We were free to choose whatever road or path we wanted to take ...
We were free to choose whatever road or path we wanted to take ... | Source

Evenings in the Hostel

During the evenings at the hostel, the hikers would gather together in the common area around the tables and in the booths. Dave and I cooked our dinners in the kitchen and ate at a booth. On our last evening there, Paul had set himself up in a different booth to catch up on his correspondence. He had bought a 1 quart bottle of beer and had poured the contents into a Tupperware bowl. He sat there smoking a cigarette and sipping his beer while writing page after page of letters to everyone he knew. Even sitting inside the hostel he had his maroon cap perched on the top of his head. A low wattage bare lightbulb hung over the booth, casting a dim yellow glow across him and the table.
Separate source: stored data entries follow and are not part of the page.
PR #1173, opened 2023-11-06
Unbreak migration commands on old servers

elprans:
Changes in #1126 caused things to break when running against pre-3.x
servers because those lack the `Migration.generated_by` property.


fantix (approved):
👍

PR #1175, opened 2023-11-08
allow_bare_ddl applies to database not instance

Dhghomon:
I thought I had discovered a bug with `configure instance allow_bare_ddl` changing not actually allowing a user to use DDL but noticed inside this issue https://github.com/edgedb/edgedb/issues/4792 that it is set by database instead. (The InstanceConfig can indeed be set to AlwaysAllow or NeverAllow but that doesn't change the behavior when one actuall tries to use a DDL command).

### DIFF
--- a/src/commands/configure.rs
+++ b/src/commands/configure.rs
@@ -94,14 +94,18 @@ pub async fn configure(cli: &mut Connection, _options: &Options,
         C::Set(Set { parameter: S::QueryExecutionTimeout(ConfigStr { value }) }) => {
             set(cli, "query_execution_timeout", Some("<duration>"), format!("'{value}'")).await
         }
-        C::Set(Set { parameter: S::AllowBareDdl(ConfigStr { value }) }) => {
-            set(cli, "allow_bare_ddl", None, format!("'{value}'")).await
-        }
         C::Set(Set { parameter: S::ApplyAccessPolicies(ConfigStr { value }) }) => {
             set(cli, "apply_access_policies", None, value).await
         }
         C::Set(Set { parameter: S::AllowUserSpecifiedId(ConfigStr { value }) }) => {
             set(cli, "allow_user_specified_id", None, value).await
+        }
+        C::Set(Set { parameter: S::AllowBareDdl(ConfigStr { value }) }) => {
+            let query = format!("CONFIGURE CURRENT DATABASE SET allow_bare_ddl := '{value}'");
+            let res = &cli.execute(&query, &()).await?;
+            eprintln!("Current database within instance set to {value}.");
+            print::completion(res);
+            Ok(())
         }
         C::Reset(Res { parameter }) => {
             use crate::commands::parser::ConfigParameter as C;


msullivan:
I think there needs to be a way to specifically specify whether you are configuring the instance or a database.

Dhghomon:
> I think there needs to be a way to specifically specify whether you are configuring the instance or a database.

That's the funny part here, I thought this was a bug at first because it currently allows setting the instance to allow or not, but has no effect on actually allowing you to use DDL or not. I realized it wasn't a bug upon seeing this issue: https://github.com/edgedb/edgedb/issues/4792

So the user could be allowed to configure allow_bare_ddl by either instance or database but setting to instance wouldn't actually do anything as far as I can tell.

msullivan (changes requested):
Well, it *does* have an effect if you set it on an instance, but only if it hasn't also been set on the database, which overrides it.
I do agree that in this case it only really makes sense to set it on a database.

But I do not think that it makes sense to have `edgedb configure` silently decide whether to do an instance config or a database config, based on what the param is.

We can have instance configure of allow_bare_ddl produce an error, if we want, with a message directing the user to configure the database, but instance and database configuration commands must be clearly distinguished.

Dhghomon:
> Well, it _does_ have an effect if you set it on an instance, but only if it hasn't also been set on the database, which overrides it. I do agree that in this case it only really makes sense to set it on a database.
> 
> But I do not think that it makes sense to have `edgedb configure` silently decide whether to do an instance config or a database config, based on what the param is.
> 
> We can have instance configure of allow_bare_ddl produce an error, if we want, with a message directing the user to configure the database, but instance and database configuration commands must be clearly distinguished.

Agreed on silently deciding what to do. The tough part here is that when setting from the CLI you don't have the option to choose between one or the other: it's just `edgedb configure set` which then gets turned into `CONFIGURE INSTANCE SET` queries, so it's already silently deciding on instance over database. Not sure what the solution to that is though one small silver lining is that the output does tell you if it the configuration applied to the database or the instance (OK: CONFIGURE INSTANCE or OK: CONFIGURE DATABASE).

For the time being though I think it's safe to assume that a user that types `edgedb configure set allow_bare_ddl AlwaysAllow` *does* want to use DDL and will be surprised to find it not working which is what it currently does.

Or maybe the correct thing to do is a bigger change to have the CLI require `instance` or `database` between `configure` and `set`? Would users find it usefor to configure other parameters (like memory) by database instead of instance which is what they currently do? I guess it depends on whether the allow_bare_ddl is an outlier. If users will never want to set the other parameters by instance then the ddl setting would be a single exception, if not then we'd want to change the overall command to give them more fine-tuned control.

msullivan:
I think that we should allow writing `configure instance set <whatever>` and `configure database set <whatever>`, and continue defaulting to `instance` if you write bare `configure set` (for compatability).

Dhghomon:
> I think that we should allow writing `configure instance set <whatever>` and `configure database set <whatever>`, and continue defaulting to `instance` if you write bare `configure set` (for compatability).

Okay, that sounds good. Plus maybe output a small warning when a user goes for `configure set allow_bare_ddl` that configuring an instance to allow it won't actually allow DDL on the individual database(s) so they aren't confused.

PR #1184, opened 2023-12-04
Don't overwrite existing dump file by default, make database name clearer

Dhghomon:
Having a database dump instantaneously overwrite any existing files of the same name has always made me a bit nervous and I think we should require the user to add an `--overwrite-existing` to the command to make this behaviour explicit. Some current users may be annoyed but `edgedb dump --help` will quickly show the option to overwrite and I think it's best to get this out of the way now, much better than a panicked "I mistakenly overwrote some incredibly crucial file and is there any way to restore it...?" issue later on.

The current behaviour calls create() which makes an OpenOptions with the following parameters set:

https://doc.rust-lang.org/src/std/fs.rs.html#394

So keep that in case of overwrite-existing, and use .create_new() otherwise.

When using `--all` I think automatic overwriting is fine as is since the user has to specify a directory, and the PR adds a note to that effect that using --all will have this effect. Also dump_all() is used when upgrading an instance so best to leave that untouched.

Also noticed that having the default database be edgedb makes the output a bit unclear sometimes:

"Starting dump for edgedb", "Finished dump for edgedb" and "Database edgedb dump" all look like it might be referring to EdgeDB in general. So just add some ticks around the database name.


src/commands/dump.rs
```diff
@@ -24,29 +24,39 @@ pub struct Guard {
...
-            let file = fs::File::create(&filename).await
+            let file = options
+                .open(&filename).await
                 .context(filename.display().to_string())?;
             Ok((Box::new(file), Guard { filenames: None }))
         } else {
             let tmp_path = filename.with_file_name(
                 tmp_file_name(filename.as_ref()));
-            if fs::metadata(&tmp_path).await.is_ok() {
+            if fs::metadata(&tmp_path).await.is_ok() && overwrite_existing {
```
fantix, line 48: I think this doesn't seem right - the temporary file doesn't usually exist, and we should instead protect the `fs::rename()` in `fn commit()`.

mmastrac (approved):
LGTM!

Issue #1185, opened 2023-12-05
Switch `edgedb migrate` away from running everything in a single transaction, add flag to opt back in


elprans:
Currently, `edgedb migrate` will open a transaction and run all outstanding migrations in it.  This is problematic with respect to certain operations that cannot coexist in a single transaction, such as alteration of enum types and usage of the new enum value.  Additionally, holding the transaction across all migrations prolongs the lifespan of various locks taken, reducing availability of the database while migrations are running.

PR #1189, opened 2023-12-12
Remove transaction from edgedb migrate

quinchs:
Removes the transaction block from `edgedb migrate`, as proposed in https://github.com/edgedb/edgedb-cli/issues/1185.

Closes https://github.com/edgedb/edgedb-cli/issues/1185

### DIFF
--- a/src/migrations/options.rs
+++ b/src/migrations/options.rs
@@ -120,7 +120,7 @@ pub struct Migrate {
     #[arg(long)]
     pub dev_mode: bool,
 
-    /// Runs the migration(s) in a single transaction (legacy behaviour).
+    /// Runs the migration(s) in a single transaction.
     #[arg(long="single-transaction")]
     pub single_transaction: bool,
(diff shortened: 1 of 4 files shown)


elprans (commented):
We should add an option to opt into the old behavior.  E.g `--single-transaction`.

src/migrations/options.rs
```diff
@@ -119,6 +119,10 @@ pub struct Migrate {
     /// a regular `.edgeql` file, after which the above query will return nothing.
     #[arg(long)]
     pub dev_mode: bool,
+
+    /// Runs the migration(s) in a single transaction (legacy behaviour).
```
elprans, line 123: Wanting a single transaction might be a legitimate case, so lets not scare users with "legacy".

```suggestion
    /// Runs the migration(s) in a single transaction.
```

elprans (approved):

As I watched him I couldn’t help thinking of Paul as some type of Ernest Hemingway-like character. He had the white scruffy beard, the nose for adventure, the storytelling ability, and now to watch him so engrossed in his writing, the comparison clicked.

Our time in Pearisburg had been relaxing, yet eventful. The weather had settled into a pattern that was the best springtime in southern Virginia had to offer. Our legs were once again getting restless and it was time to shoulder our packs and head north toward more adventures along the trail.